Amador Menéndez expuso durante su intervención la importancia de la luz, y su enorme potencial como fuente energética de futuro. "Una sola hora de sol bastaría para abastecer las demandas energéticas de la humanidad durante todo un año", aseveró. "El reto es ser capaces de captar de manera eficiente toda su irradiación". De ahí que en el laboratorio de Idonial en Avilés "juguemos a atrapar el arco iris". Y esto se hace utilizando la tecnología para jugar con las moléculas y los átomos. Llegó así a otra investigación que está en desarrollo, y es la ventana del futuro, convirtiendo el vidrio en pequeñas centrales fotoeléctricas capaces de atrapar la luz del sol y convertirla en electricidad. "Serán claves para los ansiados edificios inteligentes con un consumo energético prácticamente nulo, y las ciudades sostenibles (smart cities)".

El desafío está en que esas ventanas puedan regular el flujo de luz y calor hacia el interior del edificio, de tal manera que no hará falta ni la calefacción ni aire acondicionado.

El hidrógeno verde también tuvo su lugar, aplicado a los transportes para una movilidad sostenible. Entra aquí en juego la fotosíntesis artificial, "un proceso que consiste en imitar a las plantas para la generación del hidrógeno, con electrolizadores fotosensibles que capturan y aprovechan la radiación solar sin necesidad de celdas fotovoltaicas adicionales".

Para finalizar, el investigador de Idonial en Avilés dio un consejo a los jóvenes emprendedores: "¿Os parece que esto es soñar?
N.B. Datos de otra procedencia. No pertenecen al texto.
PR #343, opened 2026-04-21
test: stabilize flaky test_hadamard_all_sampling

ksk-jij:
## Summary
- The `seeded_executor` fixture in [tests/circuit/conftest.py](tests/circuit/conftest.py) was advertised as seeded but did not actually pin `BasicSimulator`'s RNG, so sampling was non-deterministic across CI runs. `test_hadamard_all_sampling[4]` flakes at ~7% per run because 28 per-outcome 3σ bounds are checked in aggregate (n=2,3,4).
- Pin the simulator RNG via `backend.set_options(seed_simulator=_SIMULATOR_SEED)` in the fixture so any failure is reproducible.
- Widen the per-outcome bound from 3σ to 5σ so the test passes **for any seed**, not just the one we pinned. Rationale: Bonferroni correction for aggregate `P_fail <= 1e-5` across the 28 checks needs ~5.09σ; 5σ yields aggregate flake probability ~1.6e-5. A 10 000-run Monte Carlo saw max deviation 4.52σ, and a 200-seed `BasicSimulator` sweep saw max 3.55σ — zero failures at 5σ. The 5σ bound is still tight enough to catch a broken H gate.

## Test plan
- [x] `uv run pytest tests/circuit/test_composite_gate.py tests/circuit/test_qft.py` — 171/171 pass (all seven `seeded_executor` consumers).
- [x] `uv run pytest tests/` — 6011 passed, 14 skipped.
- [x] Monte Carlo validation: 200 distinct seeds × n∈{2,3,4} → 0 failures at 5σ, max observed 3.55σ.
- [x] Analytic validation: 10 000-run multinomial simulation → max 4.52σ (≪ 5σ bound).

### DIFF
--- a/tests/circuit/conftest.py
+++ b/tests/circuit/conftest.py
@@ -11,6 +11,9 @@ if TYPE_CHECKING:
     from qiskit.circuit import QuantumCircuit
 
 
+_SIMULATOR_SEED = 901
+
+
 @pytest.fixture
 def qiskit_transpiler():
     """Get Qiskit transpiler."""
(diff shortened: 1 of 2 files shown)


ksk-jij (commented):
Looks good to me.

PR #353, opened 2026-04-27
Support OMMX round-trip output via polymorphic decode()

ahao27:
## Summary

- `MathematicalProblemConverter.decode()` is now polymorphic on construction input: OMMX-backed converters return an `ommx.v1.SampleSet`, `BinaryModel`-backed converters keep returning `BinarySampleSet`. 
- Adds public `decode_to_binary_sampleset()` for callers that need the QUBO-domain `BinarySampleSet` (e.g. driving COBYLA with penalty-included `energy`). Two-method shape mirrors the `Support-local-search` precedent.
- Fixes a silent caller-side mutation: `Instance.to_qubo` rewrites the instance it is called on (drops constraints, penalizes objective, adds slack DVs). `MathematicalProblemConverter.__init__` and `FQAOAConverter.__init__` now run `to_qubo` on a deep copy via `Instance.from_bytes(model.to_bytes())`. The deep copy retains original-constraint metadata so OMMX-side feasibility is reported against the user's *original* constraints, not the absorbed-penalty form.

## Scope

- `qamomile/optimization/converter.py` — polymorphic `decode()`, new `decode_to_binary_sampleset()`, mutation fix.
- `qamomile/optimization/binary_model/sampleset.py` — `BinarySampleSet.to_ommx_samples()` helper (groups `num_occurrences` into `ommx.v1.Samples` sample IDs).
- `qamomile/optimization/fqaoa.py` — same mutation fix; wires `self.instance` to the post-qubo working copy so FQAOA also gets the OMMX round-trip.
- Tutorials (`docs/{en,ja}/optimization/qaoa_graph_partition.{py,ipynb}`) — minimal migration: `cost_fn` and analysis-section call sites use the new public `decode_to_binary_sampleset()` so COBYLA keeps seeing penalty-aware energy. Full narrative migration to OMMX primitives (eliminating the hand-rolled `is_feasible`/`count_cut_edges` helpers) is a deliberate follow-up — see below.

## Test plan

- [x] `uv run pytest tests/optimization/ -q` — 885 passed (was 883 on main; +12 new tests minus 1 negative test that lost meaning under polymorphic decode()).
- [x] `uv run pytest -m docs -k "qaoa_graph_partition"` — 2 passed (en + ja). `.ipynb` re-executed via `jupytext --to notebook --execute`.
- [x] `uv run ruff check qamomile/optimization/ tests/optimization/` — clean.
- [x] `uv run ruff format --check ...` — clean.
- [x] `uv run zuban check qamomile/` — 26 errors (matches `main` baseline; no new diagnostics).
- [x] Caller-instance immutability regressions for both `QAOAConverter` and `FQAOAConverter` (bytes-snapshot equality after construction).
- [x] End-to-end OMMX round-trip on Qiskit — parametrized over seeds `[0, 1, 42]` for both unconstrained max-cut and equality-constrained graph partition.
- [x] Integer-slack reconstruction — verifies `evaluate_samples` rebuilds integer DVs from `to_qubo`'s log-encoded slack bits, parametrized over seeds.

## Follow-ups (out of scope for this PR)

- Migrate the graph-partition tutorial's analysis section away from `decode_to_binary_sampleset` + hand-rolled `is_feasible` / `count_cut_edges` to OMMX primitives (`sample_set.feasible`, `summary_with_constraints`, `best_feasible`). Tracked as the explicit reason `decode_to_binary_sampleset` was promoted to public — it's the right layer for that callsite, but the surrounding markdown narrative needs reframing too.
- Audit other tutorials for similar manual feasibility/objective workarounds.


qamomile/optimization/fqaoa.py
```diff
@@ -98,15 +98,28 @@ def __init__(
...
+        # one, not the post-qubo working copy.
         self._original_instance = instance
 
         # Pass the BinaryModel to the base class (which converts to SPIN internally)
         super().__init__(binary_model)
+        # Base class set self.instance = None because we passed a BinaryModel.
+        # Wire in the post-qubo working copy so decode() can round-trip back
+        # to ommx.v1.SampleSet (feasibility evaluated against the user's
+        # original constraints, which OMMX retains internally).
+        self.instance = working
```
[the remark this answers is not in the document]
ahao27: Added the FQAOA decode round-trip test

qamomile/optimization/converter.py
ksk-jij, line 1: [my opinion]
With the current implementation, the converters of QRAO cannot get results in ommx format since I believe `decode` itself is pretty much for algorithms that the sampled bitstrings directly correspond to the decision variables. It would be nice to support ommx format with QRAO as well.

How about adding `decode` to `QRACConverterBase` class in qrao/base_converter.py such as 

```python
def decode(self, rounded_spins_list: list[list[int]]) -> BinarySampleSet | ommx.v1.SampleSet:
    # 0. Check if the rounded_spins_list is valid. (if all of them are spins, if the length of every binary is the same as the number of the given problem's decision variables, and more if you think we can verify more)
    # 1. create SampleResult[list[int]] from rounded_bits.
    # 2. call super().decode() with the crested SampleResult.
```

I'd appreciate it if you could let me your thoughts.

tests/optimization/test_qaoa_decode.py
ksk-jij, line 1: [must]
Could you test if the type of returned value is as expected: `ommx.v1.SampleSet`?

qamomile/optimization/binary_model/sampleset.py
```diff
@@ -23,3 +24,53 @@ def energy_mean(self) -> float:
         _e = np.array(self.energy)
         _n = np.array(self.num_occurrences)
         return float(_e @ _n / np.sum(_n))
+
+    def to_ommx_samples(self) -> ommx.v1.Samples:
```
ksk-jij: [my opinion]
At the moment, the conversion from ommx to BinaryModel is done in converter not BinaryModel itself. So, I felt like it would be nice to put all the conversion stuff in converter not in `SampleSet` itself. I'd appreciate it if you could share your thoughts with me.

ksk-jij (changes requested):
@ahao27 Thank you for the PR! I've left small comments, please have a look at them.

tests/optimization/test_qaoa_decode.py
ahao27: Done in `a5a33a4`. Added `assert isinstance(result, ommx.v1.SampleSet)` to verify the return type when decoding from an OMMX instance input.

qamomile/optimization/binary_model/sampleset.py
ahao27: The converter now owns both directions of the OMMX conversion.

qamomile/optimization/converter.py
ahao27: Added `decode(rounded_spins_list)` to `QRACConverterBase` , so QRAO converters can also return `ommx.v1.SampleSet`

ksk-jij (approved):
@ahao27 Looks good to me. Thank you.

Pues no dejéis de soñar y de perseguir vuestro sueño". El mejor ejemplo, Robert Langer, cofundador de la empresa biotecnológica Moderna y cuya contribución a las terapias de ARN mensajero posibilitó el desarrollo rápido y eficaz de las vacunas contra el covid-19. Ambos se conocieron en Estados Unidos, y Langer ya investigaba entonces con el ARN casi a escondidas, sin apoyo ni financiación. "Lo consiguió. Y cuando a mis padres le pusieron esa vacuna en el HUCA, me emocioné y le escribí. Es el mejor ejemplo del potencial de la ciencia y la tecnología unidas para cambiar el mundo y hacerlo mejor".